» Task to complete
When you reach the line containing "arkon, line 318: It" in the entries below, start writing out each line exactly, and stop after the line containing "FourTOne5: Even if".

%%

PR #4956, opened 2021-04-24
Cleanup dual page split

ghostbear:
This is a cleanup of the dual page split logic and also changes so it processes the stream in the same place like J2K.

I have not noticed a performance benefit with this when using dual page split it is basically the same, but I have noticed a performance benefit if we do something like my stencil page idea in #4791 it will be a lot smoother if it processes the stream on IO rather than the main thread

### DIFF
--- a/app/src/main/java/eu/kanade/tachiyomi/util/system/ImageUtil.kt
+++ b/app/src/main/java/eu/kanade/tachiyomi/util/system/ImageUtil.kt
@@ -79,13 +79,17 @@ object ImageUtil {
     /**
      * Check whether the image is a double image (width > height), return the result and original stream
      */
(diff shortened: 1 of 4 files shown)


app/src/main/java/eu/kanade/tachiyomi/util/system/ImageUtil.kt
```diff
@@ -79,13 +79,17 @@ object ImageUtil {
     /**
      * Check whether the image is a double image (width > height), return the result and original stream
```
arkon, line 80: Should update this JavaDoc too.

arkon (commented):
LGTM, just one minor comment.

PR #4959, opened 2021-04-25
Fix download error icon color tint

ivaniskandar:
Sorry I just realized my last PR breaks the error icon tint, so here's the fix..


app/src/main/res/layout/chapter_download_view.xml
```diff
@@ -7,16 +7,6 @@
     android:padding="8dp"
     android:background="?selectableItemBackgroundBorderless">
 
-    <ImageView
-        android:id="@+id/download_icon_border"
-        android:layout_width="match_parent"
-        android:layout_height="match_parent"
-        android:padding="2dp"
-        android:scaleType="fitXY"
-        app:srcCompat="@drawable/border_circle"
```
arkon, line 16: Can delete this drawable too. Clever to just set the progress indicator to 100. :)

app/src/main/res/drawable/ic_check_circle_24dp.xml
```diff
@@ -2,7 +2,8 @@
     android:width="24dp"
     android:height="24dp"
     android:viewportWidth="24"
-    android:viewportHeight="24">
+    android:viewportHeight="24"
+    android:tint="?android:textColorPrimary">
```
arkon, line 6: Nitpick: `?android:attr/` for consistency.

arkon:
I just remembered that we actually have [an extension function](https://github.com/tachiyomiorg/tachiyomi/blob/master/app/src/main/java/eu/kanade/tachiyomi/util/view/ImageViewExtensions.kt#L14) for setting a drawable with a specified tint. Probably better to just use that rather than making the icons have specific tint colours.

PR #4976, opened 2021-04-28
Show notification to disable Incognito Mode when it's enabled

ivaniskandar:


app/src/main/java/eu/kanade/tachiyomi/App.kt
```diff
@@ -65,6 +76,33 @@ open class App : Application(), LifecycleObserver, ImageLoaderFactory {
 
         // Reset Incognito Mode on relaunch
         preferences.incognitoMode().set(false)
+
+        // Show notification to disable Incognito Mode when it's enabled
+        baseContext.registerReceiver(disableIncognitoReceiver, IntentFilter(ACTION_DISABLE_INCOGNITO_MODE))
```
arkon, line 81: Could maybe keep this local instead (i.e. with `registerLocalReceiver`)?

app/src/main/res/values/strings.xml
```diff
@@ -771,9 +771,12 @@
     <string name="channel_new_chapters">Chapter updates</string>
     <string name="channel_ext_updates">Extension updates</string>
     <string name="channel_crash_logs">Crash logs</string>
+    <string name="channel_incognito_mode">Incognito</string>
```
arkon, line 774: Could just reuse the existing "Incognito mode" string. Should ideally keep the amount of strings minimal to avoid translation churn.

app/src/main/res/values/strings.xml
```diff
@@ -771,9 +771,12 @@
...
 
     <!-- S Pen actions -->
     <string name="spen_previous_page">Previous page</string>
     <string name="spen_next_page">Next page</string>
 
+    <string name="notification_incognito_text">Disable incognito mode</string>
```
arkon, line 780: Can you group this with the other Incognito mode strings?

app/src/main/java/eu/kanade/tachiyomi/App.kt
ivaniskandar: Uhhhhh I don't think so, since it's used to receive the Intent sent by SystemUI [set here](https://github.com/tachiyomiorg/tachiyomi/pull/4976/files#diff-650565d0685bd1f618386dbce217b777c842a8acc6f2e5ff8ea73e63f1a7531fR98).

I can make the receiver registered only when incognito is enabled if you don't like it registered all the time.

ivaniskandar: Okay it's registered on-demand now

arkon: Eeer right. Evidently I shouldn't be reviewing code right after I wake up.

PR #6971, opened 2022-04-21
Remove resume button

CrepeTF:
Makes the whole item the resume button, and you press the cover to get to manga info

### Images
| Before | After |
| ------- | ------- |
| crinj old item with resume button | chad no dumb play button |


app/src/main/java/eu/kanade/presentation/history/HistoryScreen.kt
```diff
@@ -197,13 +193,15 @@ fun HistoryItem(
...
+            .clickable(onClick = onClickResume)
             .height(96.dp)
             .padding(horizontal = horizontalPadding, vertical = 8.dp),
         verticalAlignment = Alignment.CenterVertically,
     ) {
         MangaCover(
-            modifier = Modifier.fillMaxHeight(),
+            modifier = Modifier
+                .fillMaxHeight()
+                .clickable(onClick = onClickItem),
```
arkon, line 204: Should probably rename these.

CrepeTF:
Is that good?

CrepeTF:
I have no fucken clue how git works

Issue #6951, opened 2022-04-17
Compose rewrite issues


arkon:
This is a tracking issue for various problems with the Jetpack Compose rewrite.

General:
- [x] No fast scroll
- [ ] Different ripple color
- [ ] Performance issues
- [x] No appbar elevation lift on content scroll
- [x] Inconsistent incognito/downloaded only banner visibility
- [x] Inconsistent controller/screen/scaffolds
- [ ] Missing range selection in library
- [ ] No tooltips (e.g., appbar actions; https://issuetracker.google.com/issues/171674404)

History:
- [x] Date grouping is repeated
- [x] Appbar elevation isn't reset when scrolled back to the top
- [x] General performance issues (should look into `@Stable`/`@Immutable` usage)
- [x] Padding of reset checkbox option in remove dialog
- [x] Broken/failed to load covers don't show the placeholder
- [x] Jumping to next section when an item is deleted
- [x] Nav bar inset padding needs to be adjusted
- [x] History/library data being lost on SQL upgrade for some users

CrepeTF:
Eviscerate ripple

![Screenshot_20220417-174710_Tachibear.png](https://user-images.githubusercontent.com/70870719/163724393-bb01b533-75ad-421f-bcb6-bad9bc62850b.png)

ghostbear:
> * [ ]  Jumping to next section when an item is deleted

Might be related to https://github.com/cashapp/sqldelight/issues/2591 and/or https://github.com/cashapp/sqldelight/issues/2434 as it also crashes when deleting on last page

stevenyomi:
Currently having a bunch of issues related to missing state updates:
- #7418
- #7834
- #7866

arkon:
Breaking out the library selection issue to #8071.

The other remaining ones are either already individual issues are broad enough that we'll address them when possible (e.g. tooltip support).

PR #7022, opened 2022-04-27
Add error state to MangaCover composable 

ghostbear:
- Add error drawable when url isn't able to be loaded
- Tweak usage of MangaCover

Related to #6951


app/src/main/java/eu/kanade/presentation/components/MangaCover.kt
```diff
@@ -11,29 +11,31 @@ import androidx.compose.ui.graphics.painter.ColorPainter
...
-            .aspectRatio(aspect.ratio)
-            .clip(shape),
-        contentScale = ContentScale.Crop
-    )
+    @Composable
+    operator fun invoke(
+        modifier: Modifier = Modifier,
+        data: String?,
+        contentDescription: String = "",
+        shape: Shape? = null
```
arkon, line 26: Why not keep the default here?

ghostbear: Quirkiness of the invoke operator, and probably a bug. Had `shape` return a default value but it became null even though it had a default value. I just realized `contentDescription` is actually also null by default even though it has `""`

PR #7047, opened 2022-04-30
Notify user of error during a page download failure

saud-97:
If a page download faced an error it will skip the page but without notifying the user of what is the error faced. Eventually the chapter download status will be ERROR status but no way the user will be able to know what happened.

### To reproduce the bug
Donwload a chapter that has some pages with dead links to get http error 404

### This is how the notification looks

image


app/src/main/java/eu/kanade/tachiyomi/data/download/Downloader.kt
```diff
@@ -401,6 +401,7 @@ class Downloader(
             .onErrorReturn {
                 page.progress = 0
                 page.status = Page.ERROR
+                notifier.onError(it.message, download.chapter.name)
```
arkon, line 404: May want to have the manga title too, similar to the progress notification.

saud-97: Done

PR #7052, opened 2022-05-01
Properly show history state

FourTOne5:
And also make `HistoryState` similar to `MigrateState`


app/src/main/java/eu/kanade/tachiyomi/ui/recent/history/HistoryController.kt
```diff
@@ -92,3 +94,8 @@ class HistoryController : ComposeController<HistoryPresenter>(), RootController
         }
     }
 }
+
+sealed class HistoryUiModel {
```
arkon, line 98: We should probably be consistent with where we put these. Probably makes the most sense to be by the composable?

app/src/main/java/eu/kanade/presentation/history/HistoryScreen.kt
```diff
@@ -66,37 +67,34 @@ fun HistoryScreen(
...
-            CircularProgressIndicator()
-        }
-        history.itemCount == 0 -> {
-            EmptyScreen(
-                textResource = R.string.information_no_recent_manga
-            )
-        }
-        else -> {
+    when (state) {
+        is HistoryState.Loading -> CircularProgressIndicator()
```
arkon, line 71: Should this be a `LoadingScreen` instead?

app/src/main/java/eu/kanade/tachiyomi/ui/recent/history/HistoryPresenter.kt
```diff
@@ -41,39 +42,43 @@ class HistoryPresenter(
 ) : BasePresenter<HistoryController>() {
 
     private var _query: MutableStateFlow<String> = MutableStateFlow("")
-    private var _state: MutableStateFlow<HistoryState> = MutableStateFlow(HistoryState.EMPTY)
-    val state: StateFlow<HistoryState> = _state
+    private var _state: MutableStateFlow<HistoryState> = MutableStateFlow(HistoryState.Loading)
```
arkon, line 45: This can probably be a `val` actually.

app/src/main/java/eu/kanade/tachiyomi/ui/recent/history/HistoryController.kt
FourTOne5: Yeah makes sense

app/src/main/java/eu/kanade/tachiyomi/ui/recent/history/HistoryPresenter.kt
```diff
@@ -40,40 +42,44 @@ class HistoryPresenter(
...
+                getHistory.subscribe(query)
+                    .cachedIn(presenterScope)
+                    .catch { exception ->
+                        _state.emit(HistoryState.Error(exception))
+                    }
+                    .map { pagingData ->
+                        pagingData.toHistoryUiModels()
+                    }.let { uiModelsPagingDataFlow ->
+                        _state.emit(HistoryState.Success(uiModelsPagingDataFlow))
                     }
```
ghostbear, line 63: `cachedIn` should cache the transformation
```suggestion
            _query.collectLatest { query ->
                getHistory.subscribe(query)
                    .catch { exception ->
                        _state.emit(HistoryState.Error(exception))
                    }
                    .map { pagingData ->
                        pagingData.toHistoryUiModels()
                    }
                    .cachedIn(presenterScope)
                    .let { uiModelsPagingDataFlow ->
                        _state.emit(HistoryState.Success(uiModelsPagingDataFlow))
                    }
```

PR #7053, opened 2022-05-01
Make `SourceState` similar to `MigrateState`

FourTOne5:


app/src/main/java/eu/kanade/tachiyomi/ui/browse/source/SourcePresenter.kt
```diff
@@ -28,23 +28,24 @@ class SourcePresenter(
...
+                .collectLatest { sourceList ->
+                    val uiModels = sourceList.toSourceUiModels()
+                    _state.emit(SourceState.Success(uiModels))
                 }
-                .collectLatest(::collectLatestSources)
         }
     }
 
-    private fun collectLatestSources(sources: List<Source>) {
+    private fun List<Source>.toSourceUiModels(): List<SourceUiModel> {
```
ghostbear, line 48: Why the change to an extension function?

FourTOne5: just felt like it...

ghostbear: You could make `collectLatestSources` a suspend function rather than making an extension function. As I guess this change is in part with having to use `_state.emit`

PR #7062, opened 2022-05-02
Add option to reset viewer flags

### LINKED ISSUE #3277: "Reset reader settings for individual manga" option in Settings > Advanced

FourTOne5:
Closes #3277


app/src/main/java/eu/kanade/data/manga/MangaRepositoryImpl.kt
```diff
@@ -12,4 +13,14 @@ class MangaRepositoryImpl(
     override fun getFavoritesBySourceId(sourceId: Long): Flow<List<Manga>> {
         return databaseHandler.subscribeToList { mangasQueries.getFavoriteBySourceId(sourceId, mangaMapper) }
     }
+
+    override suspend fun resetViewerFlags(): Boolean {
+        return try {
+            databaseHandler.await { mangasQueries.resetViewerFlags() }
+            true
+        } catch (e: Exception) {
+            logcat(throwable = e)
```
arkon, line 22: This should actually have the level set to error. I missed that in the other PRs.

app/src/main/java/eu/kanade/tachiyomi/ui/setting/SettingsAdvancedController.kt
```diff
@@ -309,6 +320,16 @@ class SettingsAdvancedController : SettingsController() {
             activity?.toast(R.string.cache_delete_error)
         }
     }
+
+    private fun resetViewerFlags() {
+        if (activity == null) return
```
arkon, line 325: `val activity = activity ?: return`

Then it won't be nullable below.

app/src/main/java/eu/kanade/tachiyomi/ui/setting/SettingsAdvancedController.kt
```diff
@@ -309,6 +320,16 @@ class SettingsAdvancedController : SettingsController() {
...
+        val isSuccesful = runBlocking { mangaRepository.resetViewerFlags() }
```
arkon, line 326: May want to run this on the IO thread instead.

arkon (commented):
Would it make sense to reset the default settings too, or have the resetting respect what's actually set as default?

app/src/main/java/eu/kanade/tachiyomi/ui/setting/SettingsAdvancedController.kt
```diff
@@ -276,37 +288,52 @@ class SettingsAdvancedController : SettingsController() {
...
+            activity.toast(R.string.cache_delete_error)
+        }
+    }
+
+    private fun resetViewerFlags() {
+        val activity = activity ?: return
+        launchIO {
+            val isSuccesful = mangaRepository.resetViewerFlags()
+            withUIContext {
+                val resouurceString = if (isSuccesful) {
```
arkon, line 330: Typo

app/src/main/java/eu/kanade/tachiyomi/ui/setting/SettingsAdvancedController.kt
```diff
@@ -276,37 +288,52 @@ class SettingsAdvancedController : SettingsController() {
...
             webview.setDefaultSettings()
             webview.clearCache(true)
             webview.clearFormData()
             webview.clearHistory()
             webview.clearSslPreferences()
             WebStorage.getInstance().deleteAllData()
-            activity?.applicationInfo?.dataDir?.let { File("$it/app_webview/").deleteRecursively() }
-            activity?.toast(R.string.webview_data_deleted)
+            activity.applicationInfo?.dataDir?.let { File("$it/app_webview/").deleteRecursively() }
+            activity.toast(R.string.webview_data_deleted)
```
arkon, line 318: It actually may be possible for the activity to be gone by this point since it does take a bit of time to delete the data.

app/src/main/res/values/strings.xml
```diff
@@ -483,6 +483,10 @@
     <string name="pref_refresh_library_covers">Refresh library manga covers</string>
     <string name="pref_refresh_library_tracking">Refresh tracking</string>
     <string name="pref_refresh_library_tracking_summary">Updates status, score and last chapter read from the tracking services</string>
+    <string name="pref_reset_viewer_flags">Reset Viewer Flags</string>
+    <string name="pref_reset_viewer_flags_summary">Resets reading mode and orientation of all series</string>
+    <string name="pref_reset_viewer_flags_succesful">Viewer flags reset was succesful</string>
```
arkon, line 488: The "was succesful" part is redundant. Also, it's "successful".

app/src/main/res/values/strings.xml
```diff
@@ -483,6 +483,10 @@
     <string name="pref_refresh_library_covers">Refresh library manga covers</string>
     <string name="pref_refresh_library_tracking">Refresh tracking</string>
     <string name="pref_refresh_library_tracking_summary">Updates status, score and last chapter read from the tracking services</string>
+    <string name="pref_reset_viewer_flags">Reset Viewer Flags</string>
```
arkon, line 486: Don't capitalize each word

arkon (changes requested):

app/src/main/java/eu/kanade/tachiyomi/ui/setting/SettingsAdvancedController.kt
FourTOne5: Even if it's stored in another variable?

arkon: I'm not entirely sure what happens in the case that it's referencing a dead activity.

%%

» Exercise solution
arkon, line 318: It actually may be possible for the activity to be gone by this point since it does take a bit of time to delete the data.

app/src/main/res/values/strings.xml
```diff
@@ -483,6 +483,10 @@
     <string name="pref_refresh_library_covers">Refresh library manga covers</string>
     <string name="pref_refresh_library_tracking">Refresh tracking</string>
     <string name="pref_refresh_library_tracking_summary">Updates status, score and last chapter read from the tracking services</string>
+    <string name="pref_reset_viewer_flags">Reset Viewer Flags</string>
+    <string name="pref_reset_viewer_flags_summary">Resets reading mode and orientation of all series</string>
+    <string name="pref_reset_viewer_flags_succesful">Viewer flags reset was succesful</string>
```
arkon, line 488: The "was succesful" part is redundant. Also, it's "successful".

app/src/main/res/values/strings.xml
```diff
@@ -483,6 +483,10 @@
     <string name="pref_refresh_library_covers">Refresh library manga covers</string>
     <string name="pref_refresh_library_tracking">Refresh tracking</string>
     <string name="pref_refresh_library_tracking_summary">Updates status, score and last chapter read from the tracking services</string>
+    <string name="pref_reset_viewer_flags">Reset Viewer Flags</string>
```
arkon, line 486: Don't capitalize each word

arkon (changes requested):

app/src/main/java/eu/kanade/tachiyomi/ui/setting/SettingsAdvancedController.kt
FourTOne5: Even if it's stored in another variable?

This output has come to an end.